PR #51, opened 2024-02-27
refresh inputs logging

Lyssia-Seiden:
adds supply current logging, standardizes on `getValueAsDouble()` instead of `getValue()`, makes sure to only use arrays where needed, and makes elevator properly log both motors.

### DIFF
--- a/src/main/java/frc/robot/utils/logging/TalonFXLogger.java
+++ b/src/main/java/frc/robot/utils/logging/TalonFXLogger.java
@@ -1,6 +1,7 @@
 package frc.robot.utils.logging;
 
 import com.ctre.phoenix6.BaseStatusSignal;
+import com.ctre.phoenix6.StatusCode;
 import com.ctre.phoenix6.StatusSignal;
== == ==
Exercise |
For each line of the listing that holds the word "ctre", show that line.

Task response |
 import com.ctre.phoenix6.BaseStatusSignal;
+import com.ctre.phoenix6.StatusCode;
 import com.ctre.phoenix6.StatusSignal;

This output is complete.